• _TASK INSTRUCTIONS_: In full and without alteration, output each record given here.

• _SUPPLIED RECORDS_:
PR #821, opened 2019-11-12
Display repo and maintainers as byline

trvrb:
This PR aims to do two things:

1. Surface repository / build URL. It's nice to point people to GitHub readmes that have details behind how the analysis was generated.
2. Better highlight maintainers. In the continued effort to give everyone credit, probably better to move maintainers to the top of the page rather than the very bottom.

This looks like this for the Zika Tutorial build:

zika

This is what this looks like for the Ebola DRC build:

ebola

(There are some more mocks in Slack here: https://bedfordlab.slack.com/archives/C116R9PR7/p1564668779044000)

This would require groups to use custom GitHub profile photos if they want their logo shared.

This uses `metadata.repository`, but could easily be changed to `metadata.buildUrl` or something else (https://github.com/nextstrain/augur/pull/408#issuecomment-552731571).

I'd imagine this working with existing community functionality in that if `metadata.repository` is not specified and charon `getAvailable` has shared `buildUrl` with auspice, then `metadata.repository` would use the URL passed in from community. `metadata.repository` would override passed in community `buildUrl` if both exist.

### DIFF
--- a/.eslintrc
+++ b/.eslintrc
@@ -56,6 +56,7 @@ rules:
   prefer-destructuring: off
   implicit-arrow-linebreak: off
   jsx-quotes: off
+  no-use-before-define: ["error", { "functions": false }]
 parserOptions:
   ecmaVersion: 6
   sourceType: module
--- a/src/actions/recomputeReduxState.js
+++ b/src/actions/recomputeReduxState.js
@@ -524,8 +524,8 @@ const createMetadataStateFromJSON = (json) => {
   if (json.meta.maintainers) {
     metadata.maintainers = json.meta.maintainers;
   }
-  if (json.meta.repository) {
-    metadata.repository = json.meta.repository;
+  if (json.meta.build_url) {
+    metadata.buildUrl = json.meta.build_url;
   }
   if (json.meta.genome_annotations) {
     metadata.genomeAnnotations = json.meta.genome_annotations;
--- a/src/actions/recomputeReduxState.js
+++ b/src/actions/recomputeReduxState.js
@@ -524,6 +524,9 @@ const createMetadataStateFromJSON = (json) => {
   if (json.meta.maintainers) {
     metadata.maintainers = json.meta.maintainers;
   }
+  if (json.meta.repository) {
+    metadata.repository = json.meta.repository;
+  }
   if (json.meta.genome_annotations) {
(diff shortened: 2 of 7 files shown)


tsibley:
The UI here looks great :sparkles:, and I :heart: that we're better highlighting build maintainers with a byline.

jameshadfield:
I'm 100% behind this. For completeness, see also this PR from July: https://github.com/nextstrain/auspice/pull/761

image

trvrb:
Thanks Tom and thanks James! I've just requested a review from you @jameshadfield. I suspect some of my JS use here could be improved.

tsibley:
>     2\. I'll take a look at this as we'll have to cover cases where a "build url" is provided both from the dataset JSON & the `getAvailable` API call. In this case, the former should take precedence.

I think it'd be nice to remove `buildUrl` from `/charon/getAvailable` and converge the Auspice client on reading it only from the dataset JSON. The server-side can then just opportunistically fill in a missing `buildUrl` for data it fetches from community repos.

jameshadfield:
@trvrb i've made a few changes & think this is pretty good to go once we decide on the key name for the dataset JSON (currently `build_url`). Please see the commit titles/messages for what was done. Happy to explain any of them in more detail. 

I've changed the font size & weight as it looked much heavier on my setup than yours, but this needs testing (feel free to get rid of this commit if you want).

Screen Shot 2019-11-20 at 7 36 44 PM
Screen Shot 2019-11-20 at 7 37 09 PM

> I think it'd be nice to remove buildUrl from /charon/getAvailable and converge the Auspice client on reading it only from the dataset JSON. 

This is specified in the v2 auspice API here: https://nextstrain.github.io/auspice/server/api#charon-getavailable. It won't be used if a `build_url` is supplied in the dataset JSON. Can be removed in auspice v3 if people wish.

trvrb:
Thanks James! Changes look great. I agree byline works better as a separate React component. The only suggestion I had was to split the difference with aesthetic changes. I just pushed a small change there. I'm happy merging, but I do think we should wait on decision on `build_url` name.

jameshadfield:
> I do think we should wait on decision on build_url name

Agreed. No huge hurry here as there are no JSONs which have it yet! 😉

> I just pushed a small change there.

Great! We already request weight 500 fonts so no extra overhead here.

• _WRITTEN REPLY_:
PR #821, opened 2019-11-12
Display repo and maintainers as byline

trvrb:
This PR aims to do two things:

1. Surface repository / build URL. It's nice to point people to GitHub readmes that have details behind how the analysis was generated.
2. Better highlight maintainers. In the continued effort to give everyone credit, probably better to move maintainers to the top of the page rather than the very bottom.

This looks like this for the Zika Tutorial build:

zika

This is what this looks like for the Ebola DRC build:

ebola

(There are some more mocks in Slack here: https://bedfordlab.slack.com/archives/C116R9PR7/p1564668779044000)

This would require groups to use custom GitHub profile photos if they want their logo shared.

This uses `metadata.repository`, but could easily be changed to `metadata.buildUrl` or something else (https://github.com/nextstrain/augur/pull/408#issuecomment-552731571).

I'd imagine this working with existing community functionality in that if `metadata.repository` is not specified and charon `getAvailable` has shared `buildUrl` with auspice, then `metadata.repository` would use the URL passed in from community. `metadata.repository` would override passed in community `buildUrl` if both exist.

### DIFF
--- a/.eslintrc
+++ b/.eslintrc
@@ -56,6 +56,7 @@ rules:
   prefer-destructuring: off
   implicit-arrow-linebreak: off
   jsx-quotes: off
+  no-use-before-define: ["error", { "functions": false }]
 parserOptions:
   ecmaVersion: 6
   sourceType: module
--- a/src/actions/recomputeReduxState.js
+++ b/src/actions/recomputeReduxState.js
@@ -524,8 +524,8 @@ const createMetadataStateFromJSON = (json) => {
   if (json.meta.maintainers) {
     metadata.maintainers = json.meta.maintainers;
   }
-  if (json.meta.repository) {
-    metadata.repository = json.meta.repository;
+  if (json.meta.build_url) {
+    metadata.buildUrl = json.meta.build_url;
   }
   if (json.meta.genome_annotations) {
     metadata.genomeAnnotations = json.meta.genome_annotations;
--- a/src/actions/recomputeReduxState.js
+++ b/src/actions/recomputeReduxState.js
@@ -524,6 +524,9 @@ const createMetadataStateFromJSON = (json) => {
   if (json.meta.maintainers) {
     metadata.maintainers = json.meta.maintainers;
   }
+  if (json.meta.repository) {
+    metadata.repository = json.meta.repository;
+  }
   if (json.meta.genome_annotations) {
(diff shortened: 2 of 7 files shown)


tsibley:
The UI here looks great :sparkles:, and I :heart: that we're better highlighting build maintainers with a byline.

jameshadfield:
I'm 100% behind this. For completeness, see also this PR from July: https://github.com/nextstrain/auspice/pull/761

image

trvrb:
Thanks Tom and thanks James! I've just requested a review from you @jameshadfield. I suspect some of my JS use here could be improved.

tsibley:
>     2\. I'll take a look at this as we'll have to cover cases where a "build url" is provided both from the dataset JSON & the `getAvailable` API call. In this case, the former should take precedence.

I think it'd be nice to remove `buildUrl` from `/charon/getAvailable` and converge the Auspice client on reading it only from the dataset JSON. The server-side can then just opportunistically fill in a missing `buildUrl` for data it fetches from community repos.

jameshadfield:
@trvrb i've made a few changes & think this is pretty good to go once we decide on the key name for the dataset JSON (currently `build_url`). Please see the commit titles/messages for what was done. Happy to explain any of them in more detail. 

I've changed the font size & weight as it looked much heavier on my setup than yours, but this needs testing (feel free to get rid of this commit if you want).

Screen Shot 2019-11-20 at 7 36 44 PM
Screen Shot 2019-11-20 at 7 37 09 PM

> I think it'd be nice to remove buildUrl from /charon/getAvailable and converge the Auspice client on reading it only from the dataset JSON. 

This is specified in the v2 auspice API here: https://nextstrain.github.io/auspice/server/api#charon-getavailable. It won't be used if a `build_url` is supplied in the dataset JSON. Can be removed in auspice v3 if people wish.

trvrb:
Thanks James! Changes look great. I agree byline works better as a separate React component. The only suggestion I had was to split the difference with aesthetic changes. I just pushed a small change there. I'm happy merging, but I do think we should wait on decision on `build_url` name.

jameshadfield:
> I do think we should wait on decision on build_url name

Agreed. No huge hurry here as there are no JSONs which have it yet! 😉

> I just pushed a small change there.

Great! We already request weight 500 fonts so no extra overhead here.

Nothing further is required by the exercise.